TASK DETAILS
All lines in the data that hold the word "could" need copying.

[DATA TO EXAMINE Boundary: Start]

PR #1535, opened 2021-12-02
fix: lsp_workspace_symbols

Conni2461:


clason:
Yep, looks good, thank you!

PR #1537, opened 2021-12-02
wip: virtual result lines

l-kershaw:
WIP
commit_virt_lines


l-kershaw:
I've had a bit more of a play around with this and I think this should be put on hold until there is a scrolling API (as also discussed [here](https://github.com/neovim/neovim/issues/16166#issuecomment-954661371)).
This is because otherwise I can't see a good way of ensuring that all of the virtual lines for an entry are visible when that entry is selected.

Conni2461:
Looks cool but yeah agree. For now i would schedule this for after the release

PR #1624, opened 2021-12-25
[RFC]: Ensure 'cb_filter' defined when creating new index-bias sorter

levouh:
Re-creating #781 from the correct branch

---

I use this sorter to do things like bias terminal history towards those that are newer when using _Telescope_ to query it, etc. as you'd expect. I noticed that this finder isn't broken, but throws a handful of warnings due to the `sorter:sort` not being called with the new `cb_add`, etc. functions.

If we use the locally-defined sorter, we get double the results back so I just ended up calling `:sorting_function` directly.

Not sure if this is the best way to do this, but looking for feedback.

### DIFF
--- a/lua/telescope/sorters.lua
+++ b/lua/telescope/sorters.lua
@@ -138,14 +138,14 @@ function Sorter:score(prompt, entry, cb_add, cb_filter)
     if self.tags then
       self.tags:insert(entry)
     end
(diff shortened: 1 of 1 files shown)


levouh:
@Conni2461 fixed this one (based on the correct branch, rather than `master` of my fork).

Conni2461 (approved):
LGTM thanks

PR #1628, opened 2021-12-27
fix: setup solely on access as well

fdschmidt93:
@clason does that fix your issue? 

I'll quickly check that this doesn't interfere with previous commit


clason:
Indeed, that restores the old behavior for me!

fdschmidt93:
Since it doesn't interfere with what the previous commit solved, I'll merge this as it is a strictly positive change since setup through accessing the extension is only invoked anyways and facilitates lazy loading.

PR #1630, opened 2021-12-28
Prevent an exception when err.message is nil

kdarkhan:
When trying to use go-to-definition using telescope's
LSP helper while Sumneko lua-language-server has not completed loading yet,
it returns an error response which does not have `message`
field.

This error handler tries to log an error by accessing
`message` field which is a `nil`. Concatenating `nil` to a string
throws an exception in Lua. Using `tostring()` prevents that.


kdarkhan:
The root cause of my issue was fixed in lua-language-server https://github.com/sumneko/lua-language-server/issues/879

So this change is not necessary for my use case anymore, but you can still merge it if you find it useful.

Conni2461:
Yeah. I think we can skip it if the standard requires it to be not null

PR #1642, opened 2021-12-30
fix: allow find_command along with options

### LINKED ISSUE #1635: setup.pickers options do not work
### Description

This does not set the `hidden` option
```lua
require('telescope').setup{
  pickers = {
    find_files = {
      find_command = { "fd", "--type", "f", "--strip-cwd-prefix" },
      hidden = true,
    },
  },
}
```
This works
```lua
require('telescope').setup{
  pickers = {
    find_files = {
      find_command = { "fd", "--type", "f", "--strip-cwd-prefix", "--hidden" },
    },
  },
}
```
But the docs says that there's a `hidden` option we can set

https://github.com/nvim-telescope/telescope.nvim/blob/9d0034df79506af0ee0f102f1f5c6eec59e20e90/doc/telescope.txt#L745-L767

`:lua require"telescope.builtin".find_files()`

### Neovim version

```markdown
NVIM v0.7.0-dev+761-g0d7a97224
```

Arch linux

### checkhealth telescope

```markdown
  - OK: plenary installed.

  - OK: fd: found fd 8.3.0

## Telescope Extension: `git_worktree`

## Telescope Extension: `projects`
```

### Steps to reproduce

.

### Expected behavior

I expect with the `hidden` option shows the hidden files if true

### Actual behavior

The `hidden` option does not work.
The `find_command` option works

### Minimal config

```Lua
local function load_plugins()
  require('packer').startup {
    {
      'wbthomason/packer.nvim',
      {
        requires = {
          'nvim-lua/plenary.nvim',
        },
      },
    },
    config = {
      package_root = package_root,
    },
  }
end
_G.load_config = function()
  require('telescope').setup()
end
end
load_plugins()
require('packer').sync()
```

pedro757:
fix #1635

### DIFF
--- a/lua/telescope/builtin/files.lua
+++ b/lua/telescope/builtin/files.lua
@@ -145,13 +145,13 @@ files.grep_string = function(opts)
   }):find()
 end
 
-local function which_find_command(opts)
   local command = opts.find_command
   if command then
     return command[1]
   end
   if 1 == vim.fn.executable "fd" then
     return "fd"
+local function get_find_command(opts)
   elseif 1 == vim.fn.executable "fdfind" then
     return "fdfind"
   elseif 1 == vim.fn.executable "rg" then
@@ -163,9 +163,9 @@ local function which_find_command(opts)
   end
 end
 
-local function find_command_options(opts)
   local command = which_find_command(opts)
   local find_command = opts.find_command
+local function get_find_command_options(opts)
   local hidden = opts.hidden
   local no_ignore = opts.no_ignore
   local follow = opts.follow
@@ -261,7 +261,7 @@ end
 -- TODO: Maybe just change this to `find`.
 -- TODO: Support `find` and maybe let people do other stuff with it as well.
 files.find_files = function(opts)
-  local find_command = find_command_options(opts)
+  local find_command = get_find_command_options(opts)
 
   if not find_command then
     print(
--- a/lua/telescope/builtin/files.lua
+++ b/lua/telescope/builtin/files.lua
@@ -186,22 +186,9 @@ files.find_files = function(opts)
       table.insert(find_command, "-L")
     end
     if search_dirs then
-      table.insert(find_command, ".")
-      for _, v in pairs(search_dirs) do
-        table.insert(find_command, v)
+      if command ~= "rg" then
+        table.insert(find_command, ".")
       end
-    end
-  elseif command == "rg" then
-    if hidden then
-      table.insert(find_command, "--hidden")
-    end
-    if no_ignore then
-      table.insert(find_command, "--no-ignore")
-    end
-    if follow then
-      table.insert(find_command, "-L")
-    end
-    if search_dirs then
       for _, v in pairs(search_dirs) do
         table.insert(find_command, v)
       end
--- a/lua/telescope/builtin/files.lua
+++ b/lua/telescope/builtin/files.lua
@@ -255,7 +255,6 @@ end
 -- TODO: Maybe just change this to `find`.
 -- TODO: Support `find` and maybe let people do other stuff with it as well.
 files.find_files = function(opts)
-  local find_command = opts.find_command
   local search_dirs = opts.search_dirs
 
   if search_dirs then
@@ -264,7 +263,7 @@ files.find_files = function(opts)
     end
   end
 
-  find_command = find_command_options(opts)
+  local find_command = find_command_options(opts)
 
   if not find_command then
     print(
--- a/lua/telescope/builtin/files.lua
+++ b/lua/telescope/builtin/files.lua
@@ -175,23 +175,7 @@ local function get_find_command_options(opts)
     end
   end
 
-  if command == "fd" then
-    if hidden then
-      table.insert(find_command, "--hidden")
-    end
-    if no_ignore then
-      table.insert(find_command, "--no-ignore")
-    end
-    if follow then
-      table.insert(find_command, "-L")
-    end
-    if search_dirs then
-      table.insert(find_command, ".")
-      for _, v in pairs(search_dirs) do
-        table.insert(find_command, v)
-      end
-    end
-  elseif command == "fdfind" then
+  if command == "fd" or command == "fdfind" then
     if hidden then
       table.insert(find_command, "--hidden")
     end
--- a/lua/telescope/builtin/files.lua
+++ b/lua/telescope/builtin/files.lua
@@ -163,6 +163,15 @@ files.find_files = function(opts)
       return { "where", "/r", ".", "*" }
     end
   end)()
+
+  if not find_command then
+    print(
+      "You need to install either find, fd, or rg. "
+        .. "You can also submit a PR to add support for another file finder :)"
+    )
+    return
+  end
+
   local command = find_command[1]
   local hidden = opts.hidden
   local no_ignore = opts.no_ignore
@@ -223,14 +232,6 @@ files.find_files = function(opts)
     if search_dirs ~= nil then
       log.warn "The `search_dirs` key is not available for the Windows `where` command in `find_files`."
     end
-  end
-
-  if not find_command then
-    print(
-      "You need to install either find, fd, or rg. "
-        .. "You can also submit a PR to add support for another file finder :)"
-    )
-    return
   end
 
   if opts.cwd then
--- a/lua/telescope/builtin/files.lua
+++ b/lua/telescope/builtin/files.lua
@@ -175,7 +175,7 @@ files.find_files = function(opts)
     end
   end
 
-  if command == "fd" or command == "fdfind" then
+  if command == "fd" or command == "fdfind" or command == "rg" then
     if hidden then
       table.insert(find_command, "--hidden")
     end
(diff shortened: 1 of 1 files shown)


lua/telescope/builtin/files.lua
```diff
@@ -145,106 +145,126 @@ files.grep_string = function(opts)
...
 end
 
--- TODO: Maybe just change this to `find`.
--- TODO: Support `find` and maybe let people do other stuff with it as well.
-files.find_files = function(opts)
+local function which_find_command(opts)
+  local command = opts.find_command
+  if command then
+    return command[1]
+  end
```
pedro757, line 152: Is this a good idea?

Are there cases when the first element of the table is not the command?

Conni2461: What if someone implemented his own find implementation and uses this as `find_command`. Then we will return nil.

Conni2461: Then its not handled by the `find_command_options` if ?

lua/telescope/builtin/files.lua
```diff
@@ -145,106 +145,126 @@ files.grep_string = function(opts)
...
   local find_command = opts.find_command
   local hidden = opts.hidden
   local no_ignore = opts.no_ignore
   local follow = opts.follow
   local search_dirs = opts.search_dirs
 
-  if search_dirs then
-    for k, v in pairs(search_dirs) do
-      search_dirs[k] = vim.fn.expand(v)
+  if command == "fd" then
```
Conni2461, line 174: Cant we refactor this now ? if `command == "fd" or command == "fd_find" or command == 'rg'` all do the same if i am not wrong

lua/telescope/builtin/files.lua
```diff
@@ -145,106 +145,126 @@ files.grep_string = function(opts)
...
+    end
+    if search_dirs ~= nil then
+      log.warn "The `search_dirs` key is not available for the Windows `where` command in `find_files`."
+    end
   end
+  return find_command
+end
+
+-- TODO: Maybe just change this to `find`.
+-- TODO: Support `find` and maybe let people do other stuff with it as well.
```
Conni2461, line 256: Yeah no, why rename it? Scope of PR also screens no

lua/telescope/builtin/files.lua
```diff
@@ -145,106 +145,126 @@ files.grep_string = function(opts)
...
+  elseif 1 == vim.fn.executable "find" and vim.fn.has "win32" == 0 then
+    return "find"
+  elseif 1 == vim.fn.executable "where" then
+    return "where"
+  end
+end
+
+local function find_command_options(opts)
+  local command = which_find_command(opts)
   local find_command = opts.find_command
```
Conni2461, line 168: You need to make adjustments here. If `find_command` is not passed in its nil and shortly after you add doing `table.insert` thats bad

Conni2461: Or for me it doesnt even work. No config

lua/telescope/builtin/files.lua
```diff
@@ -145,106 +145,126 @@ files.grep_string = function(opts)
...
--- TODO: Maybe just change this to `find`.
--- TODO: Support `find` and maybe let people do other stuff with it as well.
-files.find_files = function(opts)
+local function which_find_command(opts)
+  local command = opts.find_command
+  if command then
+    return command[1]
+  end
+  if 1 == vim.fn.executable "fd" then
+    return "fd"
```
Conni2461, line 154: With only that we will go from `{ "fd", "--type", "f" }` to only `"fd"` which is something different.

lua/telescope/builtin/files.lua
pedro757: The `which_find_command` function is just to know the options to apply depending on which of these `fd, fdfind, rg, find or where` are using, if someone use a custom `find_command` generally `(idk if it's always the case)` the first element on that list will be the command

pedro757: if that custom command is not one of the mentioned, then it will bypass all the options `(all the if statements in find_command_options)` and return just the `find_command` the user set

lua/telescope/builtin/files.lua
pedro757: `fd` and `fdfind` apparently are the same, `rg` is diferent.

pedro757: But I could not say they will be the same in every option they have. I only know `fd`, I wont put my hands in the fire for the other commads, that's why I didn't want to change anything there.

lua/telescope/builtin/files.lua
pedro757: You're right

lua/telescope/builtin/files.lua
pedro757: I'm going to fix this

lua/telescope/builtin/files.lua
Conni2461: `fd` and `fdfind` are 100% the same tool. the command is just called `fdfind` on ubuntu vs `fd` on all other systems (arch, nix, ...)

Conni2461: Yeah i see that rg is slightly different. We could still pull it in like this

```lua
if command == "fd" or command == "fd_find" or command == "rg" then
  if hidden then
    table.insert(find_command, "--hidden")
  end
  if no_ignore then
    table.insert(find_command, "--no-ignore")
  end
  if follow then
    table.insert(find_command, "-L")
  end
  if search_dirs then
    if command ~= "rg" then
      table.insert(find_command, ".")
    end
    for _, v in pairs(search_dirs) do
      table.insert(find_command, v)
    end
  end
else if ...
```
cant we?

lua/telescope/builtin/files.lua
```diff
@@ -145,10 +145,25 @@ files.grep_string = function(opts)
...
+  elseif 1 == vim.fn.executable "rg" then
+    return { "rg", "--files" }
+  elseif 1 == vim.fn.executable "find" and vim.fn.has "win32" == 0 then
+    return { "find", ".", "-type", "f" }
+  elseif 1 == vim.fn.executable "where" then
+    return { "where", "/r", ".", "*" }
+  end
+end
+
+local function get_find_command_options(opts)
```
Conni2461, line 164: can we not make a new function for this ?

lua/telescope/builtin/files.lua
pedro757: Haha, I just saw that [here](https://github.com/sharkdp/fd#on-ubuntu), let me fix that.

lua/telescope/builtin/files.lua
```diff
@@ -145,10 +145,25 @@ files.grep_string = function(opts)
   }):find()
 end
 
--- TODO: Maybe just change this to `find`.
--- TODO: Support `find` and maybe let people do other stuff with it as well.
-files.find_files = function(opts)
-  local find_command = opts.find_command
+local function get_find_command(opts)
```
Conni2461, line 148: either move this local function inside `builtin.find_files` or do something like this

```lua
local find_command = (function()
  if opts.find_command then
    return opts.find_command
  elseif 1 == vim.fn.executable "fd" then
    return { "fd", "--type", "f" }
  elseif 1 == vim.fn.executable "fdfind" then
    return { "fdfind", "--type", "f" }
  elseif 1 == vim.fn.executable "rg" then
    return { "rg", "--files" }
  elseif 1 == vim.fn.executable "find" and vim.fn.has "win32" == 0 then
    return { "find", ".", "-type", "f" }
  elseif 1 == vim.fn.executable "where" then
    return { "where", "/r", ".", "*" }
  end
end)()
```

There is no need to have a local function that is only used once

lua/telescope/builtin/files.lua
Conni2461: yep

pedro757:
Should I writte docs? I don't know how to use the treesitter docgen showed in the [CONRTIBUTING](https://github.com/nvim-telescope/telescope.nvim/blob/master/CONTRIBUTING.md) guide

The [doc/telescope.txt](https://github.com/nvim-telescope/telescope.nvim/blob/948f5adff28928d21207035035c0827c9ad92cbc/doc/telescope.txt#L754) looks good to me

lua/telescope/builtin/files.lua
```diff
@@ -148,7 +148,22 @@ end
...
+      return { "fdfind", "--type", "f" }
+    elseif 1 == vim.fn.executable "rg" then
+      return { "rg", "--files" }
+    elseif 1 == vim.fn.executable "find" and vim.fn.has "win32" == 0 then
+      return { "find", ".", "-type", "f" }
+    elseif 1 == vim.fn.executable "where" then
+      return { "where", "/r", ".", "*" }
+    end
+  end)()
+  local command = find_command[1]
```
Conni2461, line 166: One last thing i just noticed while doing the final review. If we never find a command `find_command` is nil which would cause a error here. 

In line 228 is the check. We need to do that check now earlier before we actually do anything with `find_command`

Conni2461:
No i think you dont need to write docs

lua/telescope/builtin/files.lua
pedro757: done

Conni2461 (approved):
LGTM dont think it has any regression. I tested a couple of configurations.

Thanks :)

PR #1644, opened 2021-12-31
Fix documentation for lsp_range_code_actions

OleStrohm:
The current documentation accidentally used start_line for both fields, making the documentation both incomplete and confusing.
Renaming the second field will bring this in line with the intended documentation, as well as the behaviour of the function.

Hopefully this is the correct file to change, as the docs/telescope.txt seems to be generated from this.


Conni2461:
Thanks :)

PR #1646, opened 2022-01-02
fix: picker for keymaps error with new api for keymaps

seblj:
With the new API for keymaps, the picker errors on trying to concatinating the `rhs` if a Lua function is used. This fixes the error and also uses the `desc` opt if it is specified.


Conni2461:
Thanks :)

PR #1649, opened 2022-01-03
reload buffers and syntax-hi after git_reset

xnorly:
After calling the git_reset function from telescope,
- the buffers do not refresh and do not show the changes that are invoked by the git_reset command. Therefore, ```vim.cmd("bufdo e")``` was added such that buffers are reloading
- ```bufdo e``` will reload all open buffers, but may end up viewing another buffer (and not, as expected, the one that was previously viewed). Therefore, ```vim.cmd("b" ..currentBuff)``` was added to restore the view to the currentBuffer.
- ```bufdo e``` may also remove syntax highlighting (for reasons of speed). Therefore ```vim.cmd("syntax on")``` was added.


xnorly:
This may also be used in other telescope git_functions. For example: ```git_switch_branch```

[DATA TO EXAMINE Boundary: End]

FINISHED EXERCISE
pedro757: But I could not say they will be the same in every option they have. I only know `fd`, I wont put my hands in the fire for the other commads, that's why I didn't want to change anything there.
Conni2461: Yeah i see that rg is slightly different. We could still pull it in like this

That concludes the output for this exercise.